Саймон передернул плечами.

— Если после вчерашнего оглашения результатов опроса вы отмените единственную встречу, назначенную на сегодня, немедленно поползут всякие нелепые слухи.

— Тут уж я бессилен. Если первый этап разоружения не будет осуществлен в полном соответствии с договором, то во время следующего опроса вообще некому будет задавать вопросы.

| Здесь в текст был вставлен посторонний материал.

PR #52, opened 2020-01-14
Attempt to deprecate NOT NULL

3n-k1:
I attempted to replicate [this pull](https://github.com/moigagoo/norm/pull/33/files) for `NOT NULL`. I'm not sure if anything else is needed, but it looks good to me.

### DIFF
--- a/src/norm/pragmas.nim
+++ b/src/norm/pragmas.nim
@@ -34,8 +34,12 @@ template default*(val: string) {.
   pragma, deprecated: "Default values are set automatically, this is ignored.".}
   ## Default value for the DB column.
 
-template notNull* {.pragma.}
-  ## Add ``NOT NULL`` constraint.
+template notNull* {.
+  pragma, deprecated: "NOT NULL is the default with all fields exception Options, this is ignored.".}
+  ##[ Add ``NOT NULL`` constraint.
+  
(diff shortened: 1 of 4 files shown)


src/norm/pragmas.nim
```diff
@@ -34,8 +34,12 @@ template default*(val: string) {.
   pragma, deprecated: "Default values are set automatically, this is ignored.".}
   ## Default value for the DB column.
 
-template notNull* {.pragma.}
-  ## Add ``NOT NULL`` constraint.
+template notNull* {.
+  pragma, deprecated: "NOT NULL is the default with all fields exception Options, this is ignored.".}
+  ##[ Add ``NOT NULL`` constraint.
+  
+  **Deprecated.** NOT NULL is the default with all fields exception Options, this is ignored.
```
moigagoo: This is unnecessary since you've already added the deprecation message to `deprecated` pragma.

3n-k1:
@moigagoo What do I need to do to port this to sqlite/sqlgen.nim? Looking through the file, all I can think is to remove [this line](https://github.com/moigagoo/norm/blob/develop/src/norm/sqlite/sqlgen.nim#L105) and move `result.add " NOT NULL"` outside the for loop. Would that be sufficient?

3n-k1:
Alright, changes made. Let me know if they look good and I'll squash everything.

PR #413, opened 2020-07-31
Disable completion of R code inside quotes, closes #401

### LINKED ISSUE #401: Ace's file autocomplete lists files in wrong directory
If I run a tutorial from learnr's src directory, I see

Screen Shot 2020-07-17 at 10 04 48 AM

This autocomplete feature should either be disabled or set to the _exercise's_ working directory

cpsievert:
See #401 for motivation.

This disables completion of R code inside quotes (when `exercise.completion = TRUE`), by setting `quotes = FALSE` in `rc.settings()`...the docs for `quotes` says:

> Enables completion in R code when inside quotes. This normally leads to filename completion, but can be otherwise depending on context (for example, when the open quote is preceded by ?), help completion is invoked. Setting this to FALSE relegates completion to the underlying completion front-end, which may do its own processing (for example, readline on Unix-alikes will do filename completion).

Thus, this might be a slightly over-agressive way to prevent filenames from being displayed. Note that there is also a `files` argument that we could set to `FALSE`, but for some reason that arg is deprecated (maybe it's effectively the same as `quotes`?)

### DIFF
--- a/R/http-handlers.R
+++ b/R/http-handlers.R
@@ -187,7 +187,7 @@ register_http_handlers <- function(session, metadata) {
     settings <- utils::rc.settings()
     utils::rc.settings(ops = TRUE, ns = TRUE, args = TRUE, func = FALSE,
                        ipck = TRUE, S3 = TRUE, data = TRUE, help = TRUE,
-                       argdb = TRUE, fuzzy = FALSE, files = TRUE, quotes = TRUE)
+                       argdb = TRUE, fuzzy = FALSE, files = TRUE, quotes = FALSE)
     on.exit(do.call(utils::rc.settings, as.list(settings)), add = TRUE)
 
     # temporarily attach global setup to search path
--- a/R/http-handlers.R
+++ b/R/http-handlers.R
@@ -187,7 +187,7 @@ register_http_handlers <- function(session, metadata) {
     settings <- utils::rc.settings()
     utils::rc.settings(ops = TRUE, ns = TRUE, args = TRUE, func = FALSE,
                        ipck = TRUE, S3 = TRUE, data = TRUE, help = TRUE,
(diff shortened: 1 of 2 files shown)


R/http-handlers.R
```diff
@@ -187,7 +187,7 @@ register_http_handlers <- function(session, metadata) {
     settings <- utils::rc.settings()
     utils::rc.settings(ops = TRUE, ns = TRUE, args = TRUE, func = FALSE,
                        ipck = TRUE, S3 = TRUE, data = TRUE, help = TRUE,
-                       argdb = TRUE, fuzzy = FALSE, files = TRUE, quotes = TRUE)
+                       argdb = TRUE, fuzzy = FALSE, files = TRUE, quotes = FALSE)
```
schloerke, line 190: Let's also set `files` to `FALSE`, even though it's deprecated.

```suggestion
                       argdb = TRUE, fuzzy = FALSE, files = FALSE, quotes = FALSE)
```

R/http-handlers.R
```diff
@@ -187,7 +187,7 @@ register_http_handlers <- function(session, metadata) {
     settings <- utils::rc.settings()
     utils::rc.settings(ops = TRUE, ns = TRUE, args = TRUE, func = FALSE,
                        ipck = TRUE, S3 = TRUE, data = TRUE, help = TRUE,
-                       argdb = TRUE, fuzzy = FALSE, files = TRUE, quotes = TRUE)
+                       argdb = TRUE, fuzzy = FALSE, files = FALSE, quotes = FALSE)
```
cpsievert, line 190: Add a comment of: ``# If and when exercises have access to files, then set `files = TRUE, quotes = TRUE`, sanitize, and evaluate in the exercise dir``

— Хорошо, господин президент. — Саймон снова сгорбился. — Вообще-то говоря, мне было бы куда легче маневрировать, если бы вы чуть пораньше предупреждали меня. В потемках я работаю не самым лучшим образом.

«Если б ты только знал, о каких потемках идет речь!» — мысленно воскликнул Лимен.

В кабинет большими шагами вошел Кристофер Тодд с неизменным портфелем в руках. Всей своей внешностью он производил впечатление человека, мир которого всегда и во всем упорядочен. К тому времени, когда Лимен назначил шестидесятилетнего Кристофера Тодда министром финансов, он уже был одним из наиболее известных на Уолл-стрите адвокатов — специалистов в области корпоративного права.